Mark Foster Gage: There seem to be two approaches towards materials—architects that start with materials, and design according to their limitations and properties, and architects that design what they want first, and then work with collaborators to find the materials and techniques required to bring those ideas into reality. Both are entirely reasonable but I’m more aligned with the latter, as it’s where architectural innovation tends to reside. I’m becoming skeptical of the former, as more often than not, it means you’re starting with “products”—as in materials that are sold by companies—usually pre-formed into certain configurations (4×8 sheets of plywood, 1×2 marble tiles, with accompanying barcode etc.). If you design using one of the very few architectural software programs available, and then drag and drop easy building products into your digital/BIM model—you’re only using ingredients imagined, for you, by corporate suppliers. Architecture, then, becomes about “product-picking” rather than what I would consider a more holistic idea about design. That doesn’t, of course, mean we don’t use “products” in architecture, only that we need to realize that the corporations that produce them have interests other than the quality and longevity of the built environment in mind, and that their goals are growth and profit. This leaves the world constructed with what are often the most profitable materials, rather than the right materials.

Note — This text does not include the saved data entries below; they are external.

PR #5524, opened 2023-02-24
Emit source map information for control flow structures

kripken:
With this, the sourcemap testcase outputs the exact same thing as the input.

Followup to #5504

cc @JesseCodeBones

### DIFF
--- a/test/lit/source-map.wast
+++ b/test/lit/source-map.wast
@@ -26,8 +26,9 @@
 )
 
 ;; CHECK:  (func $foo (param $x i32) (param $y i32)
-;; CHECK-NEXT:   ;;@ src.cpp:20:1
+;; CHECK-NEXT:   ;;@ src.cpp:10:1
 ;; CHECK-NEXT:   (if
+;; CHECK-NEXT:    ;;@ src.cpp:20:1
 ;; CHECK-NEXT:    (i32.add
 ;; CHECK-NEXT:     ;;@ src.cpp:30:1
 ;; CHECK-NEXT:     (local.get $x)
--- a/src/wasm-stack.h
+++ b/src/wasm-stack.h
@@ -251,12 +251,12 @@ void BinaryenIRWriter<SubType>::visit(Expression* curr) {
     // `curr` is not reachable, so don't emit it.
     return;
   }
+  emitDebugLocation(curr);
   // Control flow requires special handling, but most instructions can be
   // emitted directly after their children.
   if (Properties::isControlFlowStructure(curr)) {
     Visitor<BinaryenIRWriter>::visit(curr);
   } else {
-    emitDebugLocation(curr);
     emit(curr);
   }
 }


JesseCodeBones:
Hi Alon,
I had a test with follow source code (assemblyscript).
```typescript
export function main():void{
    add(
        1,2);
}
```
here is source map generated by binaryen:
```
...........<- call instruction
OAIT:
7
0
4
-9
...........<- first parameter
AACI:
0   <-----the offset is 0, that means the param1 and call instruction used the same position. which could be incorrect
0
1
4
...........
EAAE:
2
0
0
2
```
and here is the outputs of binary module printer (the call instruction debug info is missed):
```
(func $assembly/index/main
  (drop
   (call $assembly/index/add
    ;;@ assembly/index.ts:7:8
    (i32.const 1)
    ;;@ assembly/index.ts:7:10
    (i32.const 2)
   )
  )
```
I did not going to detail of the root cause, just report what I found, I will update later if I have some new found, Thank you.

JesseCodeBones:
Hi Alon,
I found if there is duplicate debug location for different instructions, the binaryen will dismiss some of them, here is the lit test, I am still finding the root cause and solution

```
;; RUN: wasm-opt %s -o %t.wasm -osm %t.map -g -q
;; RUN: wasm-opt %t.wasm -ism %t.map -q -o - -S | filecheck %s
(module
  (func $foo (param $a i32) (param $b i32) (result i32)
    (return
        (i32.add 
            (local.get $a)
            (local.get $b)
        )
    )
  )
  (func $bar (param $a i32)
    ;;@ src.cpp:10:1
    (local.set $a
     (i32.const 1)
    )
    ;;@ src.cpp:10:1
    (drop
        ;;@ src.cpp:10:1
        (call $foo
            ;;@ src.cpp:20:1
            (local.get $a)
            ;;@ src.cpp:30:1
            (i32.const 42)
        )
    )
    (return)
  )
)

;; CHECK:  (module
;; CHECK-NEXT:   (type $i32_i32_=>_i32 (func (param i32 i32) (result i32)))
;; CHECK-NEXT:    (type $i32_=>_none (func (param i32)))
;; CHECK-NEXT:    (func $foo (param $a i32) (param $b i32) (result i32)
;; CHECK-NEXT:     (return
;; CHECK-NEXT:      (i32.add
;; CHECK-NEXT:       (local.get $a)
;; CHECK-NEXT:       (local.get $b)
;; CHECK-NEXT:      )
;; CHECK-NEXT:     )
;; CHECK-NEXT:    )
;; CHECK-NEXT:    (func $bar (param $a i32)
;; CHECK-NEXT:     ;;@ src.cpp:10:1
;; CHECK-NEXT:     (local.set $a
;; CHECK-NEXT:      (i32.const 1)
;; CHECK-NEXT:     )
;; CHECK-NEXT:     (drop
;; CHECK-NEXT:      (call $foo
;; CHECK-NEXT:       ;;@ src.cpp:20:1
;; CHECK-NEXT:       (local.get $a)
;; CHECK-NEXT:       ;;@ src.cpp:30:1
;; CHECK-NEXT:       (i32.const 42)
;; CHECK-NEXT:      )
;; CHECK-NEXT:     )
;; CHECK-NEXT:     (return)
;; CHECK-NEXT:    )
;; CHECK-NEXT:   )

```

Regards

kripken:
cc @aheejin - not sure if you're familiar with this part of the debugging logic (it's source maps and not DWARF) but maybe you're interested in it too.

JesseCodeBones:
> @JesseCodeBones That does look like a real bug. Source maps support referring to the same source line from multiple places. And I agree it can happen in real-world code because sometimes a single source line ends up turned into multiple wasm lines, like you said. If you can find a fix that would be great!
> 
> I think that is separate from this PR, though? I see the same results on that testcase with this PR or not. Does this PR look ok to you to land?

yeah, I can handle it after this pr, it may take sometime and I have some personal issue to be handled, I suppose it is not an urgen or blocking issue

kripken:
Sounds good, thanks, and yes, this it not urgent of course.

test/lit/source-map.wast
```diff
@@ -26,8 +26,9 @@
 )
 
 ;; CHECK:  (func $foo (param $x i32) (param $y i32)
-;; CHECK-NEXT:   ;;@ src.cpp:20:1
```
aheejin, line 29: I'm not very familiar with this part of the code. A few questions:
- Why didn't we print the debug location for control flow structure before?
- It looks this `src.cpp:20:1` is the debug info for not `if` but `i32.add`, given that we didn't print debug info for control flow structures. Then why was it printed before `if` and not before `i32.add`?

kripken: Unfortunately I don't think anyone is very familiar with it :smile: It was written a long time ago (and not by me).

I can't see a reason for not printing it for control flow structures before. That might have just been an omission.

I'm not sure about the second question. I know there are some heuristics for how to print and emit stuff, that involve looking at recent instructions or such, so probably related to that?

Overall, my approach here considering this unfamiliar code is to get more tests on it, and improve on them. This PR seems to do that as after it we appear to perfectly roundtrip the input.

aheejin (approved):

PR #5533, opened 2023-03-01
Fuzzer: Only use RefAs in a function context

kripken:
Line 1980/1981 below is where we use a RefAs. We need to avoid getting
there if we are not in a function.


tlively (approved):
This is because `ref.as_non_null` is not a constant instruction?

PR #5539, opened 2023-03-02
Fuzzer: Pick from existing heap types in the module

kripken:
The next step after this will be to use new generated heap types there.


kripken:
(Some nondeterminism has been sorted out.)

tlively (approved):
LGTM! Does this already run into issues with uninhabitable types?

kripken:
Yes, we do have some noninhabitable types in the test suite. We could either skip those tests or filter such types out. I pulled in the code to do that now, as it seems best to just do it here (we might forget to unskip later, and I have the code already as it was planned for the next PR).

src/tools/fuzzing/fuzzing.cpp
```diff
@@ -275,9 +275,71 @@ void TranslateToFuzzReader::setupMemory() {
...
+    // original type to be noninhatible).
+    auto maybeAdd = [&](Type type) {
+      // Non-refs are always ok. Nullable refs are ok, since we can create an
+      // instance with a null there.
+      if (!type.isRef() || type.isNullable()) {
+        return;
+      }
+
+      auto heapType = type.getHeapType();
+      if (heapType.isStruct() || heapType.isArray()) {
```
tlively, line 310: Don't forget function types!

src/tools/fuzzing/fuzzing.cpp
```diff
@@ -275,9 +275,71 @@ void TranslateToFuzzReader::setupMemory() {
 void TranslateToFuzzReader::setupHeapTypes() {
   // Start with any existing heap types in the module, which may exist in any
   // initial content we began with.
-  interestingHeapTypes = ModuleUtils::collectHeapTypes(wasm);
+  auto possibleHeapTypes = ModuleUtils::collectHeapTypes(wasm);
 
   // TODO: use heap type fuzzer to add new types in addition to the previous
+
+  // Filter away uninhabitable heap types, that is, heap types that we cannot
+  // construct, like a type with a non-nullable reference to itself. For
```
tlively, line 283: I don't see where cycles are actually detected here.

src/tools/fuzzing/fuzzing.cpp
```diff
@@ -275,9 +275,71 @@ void TranslateToFuzzReader::setupMemory() {
...
+  // simplicity, don't look for such type loops of aribtrary size but just limit
+  // the search to a reasonable amount (to avoid possible slowness).
+  const size_t MAX_SEARCH = 100;
+  std::unordered_set<HeapType> uninhabitable;
```
tlively, line 287: It doesn't look like this is used.

src/tools/fuzzing/fuzzing.cpp
```diff
@@ -275,9 +275,71 @@ void TranslateToFuzzReader::setupMemory() {
...
+    }
+
+    std::vector<HeapType> seen;
+    seen.push_back(t);
+    size_t next = 0;
+    bool fail = false;
+
+    // Add a child type (a field in a struct, etc.) to the list of seen types,
+    // if it is something we need to look at (that is, if it can cause the
+    // original type to be noninhatible).
```
tlively, line 301:
```suggestion
    // original type to be uninhabitable).
```

src/tools/fuzzing/fuzzing.cpp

David Gissen: A colleague of mine once claimed that there are no materials in the way architects traditionally used the term; now we only have products. What this means is that brick—a material once tied to marshy production sites near cities—transformed through capitalization processes into something industrially produced, branded, and consumed. This extends to any number of materials. These two words—material and product—have become dangerously interchangeable in architecture.

Henry Squire: To me there is no separation between the poetic and the practical. If you do see a separation, then you are not using the material correctly. The poetry of brick is that it is a solid, load-bearing material, and when expressed as such, it demonstrates the practicality and poetry of that material. At Grundtvig’s Church in Copenhagen, I believe brick is used as the only material. It is all made from one brick size, no cut bricks, no specials, all load bearing, and no concrete structure underneath. When used as a veneer or a rainscreen, the poetics of that material are lost.

… AS REPRESENTATIONAL

Henry Squire: I find beautiful drawings can sometimes convey more about what you feel about the material than CGI renders, however there is no substitute for the real thing. Asking someone to touch and look at the real material engages them more than CGI renders, so we insist on doing site visits to see examples of where the material has been used in other buildings. The play of weather conditions on some materials can completely change them so seeing them in cloudy, sunny, light, dark and rainy conditions is really important.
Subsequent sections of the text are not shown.